Камо грядеши - стр. 14
Больше она не могла говорить – из глаз ее брызнули слезы. А потом ее прорвало. Лялька никогда в жизни так не ревела (по крайней мере, на моей памяти) – до икоты, до того, что больше вообще не могла издать ни звука.
Тем не менее, в ванную постучали:
– У вас все хорошо?
Пушнинкова, которая теперь Иванова, быстро все сообразила – обняла Ляльку, усадила за стол, принялась потчевать:
– Успокойся – вы не все еще растеряли.
Стуча зубами о край стакана, Лялька сказала:
– Я бы предпочла, чтобы выбор оставался за мной.
Наверное, не для моих ушей. Но я присутствовал, и молчать было унизительно:
– Понятно тогда, почему ты замуж пошла. Чтобы обеспечить свободу выбора – под родительской опекой не разгуляешься.
– Ты о чем? – жена удивленно вздернула бровь.
– Все о том же.
– Вот знать бы, кто и когда посеял зерна сомнения в души ваши! – воскликнула бывшая свидетельница нашей свадьбы.
– Подробности любопытны? – я, кажется, начал хамить.
Сергей налил в рюмки, поднял свою и сам поднялся:
– Не могли бы вы поспорить где-нибудь в другом месте и в другое время?
Дамы не обратили на него ни малейшего внимания.
– Есть идея получше, – поднялся я. – Пойдем на балкон: пусть душу отводят.
– Это верно! – друг мой прихватил со стола бутылку.
Неожиданно Лялька схватила мою ладонь и прижалась к ней лбом – из груди ее вырвался всхлип, напоминающий мяуканье котенка.
– Прости меня!
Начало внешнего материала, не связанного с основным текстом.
Issue #47, opened 2016-03-24
Export `WebVRPolyfill` as standalone module


cvan:
In [`main.js`](https://github.com/borismus/webvr-polyfill/blob/master/src/main.js), instead of calling `new WebVRPolyfill();` or `window.InitializeWebVRPolyfill` (which calls `new WebVRPolyfill();` at some later time), `window.WebVRPolyfill` should be exposed for browsers and for CommonJS `module.exports = WebVRPolyfill`.

This allows folks to use `window.WebVRPolyfill` or `require('webvr-polyfill')` in browsers and CommonJS, respectively.

And browserify will handle the conditional UMD (window, CommonJS, AMD) exporting for you. Just need to change `src/main.js` and have browserify export a standalone bundle.

cvan:
This isn't fixed. Why is this closed?

borismus:
I thought I had fixed it, but you're right!

jsantell:
Currently you can access the `WebVRPolyfill` object in built environments (browserify, webpack, etc.) via 

```js
// es6 import
import { WebVRPolyfill } from 'webvr-polyfill/src/webvr-polyfill';
// require
const WebVRPolyfill = require('webvr-polyfill/src/webvr-polyfill').WebVRPolyfill;
```

The use case of dropping in the script file should just seemlessly polyfill the API (which is what bundling from src/main.js does), and any custom configuration (beyond the WebVRConfig values) where you'd want to access the polyfill constructor directly can be done by accessing the constructor via require/es6 imports. Is there a common use case inbetween these two scenarios?

cvan:
I started a local branch on this. Is there interest in it? (I've been modelling it after `es6-promise`.)

jsantell:
I'd just be hesitant to do any big architectural changes without first having some solid testing, and that the script in `build/` still just auto-polyfills without further interaction, and if the imports work from https://github.com/googlevr/webvr-polyfill/issues/47#issuecomment-303794167, I'd be curious what is missing (in lieu of larger changes)

cvan:
à la [`es6-promise`](https://github.com/stefanpenner/es6-promise#auto-polyfill), this is what I'd recommend:

```js
// es6 import
import { WebVRPolyfill } from 'webvr-polyfill';
WebVRPolyfill.polyfill();

// require
const WebVRPolyfill = require('webvr-polyfill');
WebVRPolyfill.polyfill();
```

jsantell:
[...]

PR #149, opened 2016-09-12
Updated the polyfill to WebVR 1.1

toji:
Also includes functionality to shim native 1.0 implementations to the 1.1 spec.

### DIFF
--- a/src/main.js
+++ b/src/main.js
@@ -14,7 +14,7 @@
  */
 var Util = require('./util.js');
 var WebVRPolyfill = require('./webvr-polyfill.js').WebVRPolyfill;
-var WebVRSpecShim = require('./webvr-polyfill.js').WebVRSpecShim;
+var InstallWebVRSpecShim = require('./webvr-polyfill.js').InstallWebVRSpecShim;
 
 // Initialize a WebVRConfig just in case.
 window.WebVRConfig = Util.extend({
@@ -77,6 +77,6 @@ if (!window.WebVRConfig.DEFER_INITIALIZATION) {
   // InitializeWebVRPolyfill() will install the shim automatically when needed,
   // so this should rarely be used.
   window.InitializeSpecShim = function() {
-    new WebVRSpecShim();
+    InstallWebVRSpecShim();
   }
 }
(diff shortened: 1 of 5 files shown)


brianchirls:
The logic around `WebVRSpecShim` is a little weird and could be improved IMHO.

As currently written [here](https://github.com/borismus/webvr-polyfill/pull/149/commits/51aab8dbe4447ddf523da484180ddc19e611563b#diff-7bfb91b61bb80cff41aba297525c4dc7R38), the frameData stuff will be shimmed automatically if there's a native WebVR implementation. But if you need the polyfill, then you need to run `InitializeSpecShim`. So if you forget to run `InitializeSpecShim`, then you're stuck with a broken polyfill.

Also, there's no need for `WebVRSpecShim` to be a constructor, since it has neither methods nor properties. (On that note, I'm not sure the polyfill needs to be one either, but one thing at a time.)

Я веду себя идиотски.
– Вот тут никто спорить не станет.
Тем не менее, когда, попрощавшись с Ивановыми, сели в такси, спросил жену:
– Ты куда сейчас?
Она наклонилась к водителю:
– ЧПИ, ДПА….
Возле общаги студенческой вышла, помахала рукой:
– Спасибо за приятный день! Уверена, ночью тебе меня будет не хватать.
– Вряд ли, – вздохнул и пожал плечами. – Мне сейчас на работу.
И направил такси к проходной.
Следовало бы заскочить домой, переодеться, собрать тормозок – время позволяло. Но, покурив и подумав, вошел в проходную.
Цех, как говорит Иванов, торчал!
Впервые за время моей работы здесь ничто не звенело, не скрежетало, не визжало, не трещало и даже не выло. Где-то женщины пели тихо. Не хватало расстеленных для пикника одеял и вкруг веселящихся людей. И разговоров. Мне так хотелось услышать ответы на свои вопросы.
– Эй, мастер!
Я вздрогнул и обернулся.
Слесарь-сборщик Куликов, «хлюзд, отхаренный в туза», обольститель моей жены стоял за спиной. У нас была причина ненавидеть друг друга – повисло тягостное молчание. Потом он сказал:
– Бардак на киче. Переходи на нашу сторону – в авторитете будешь.
Мне показалось, что я ослышался.
– Ты всерьез?
– Всерьез, – Куликов вытер пот со лба рукавом футболки.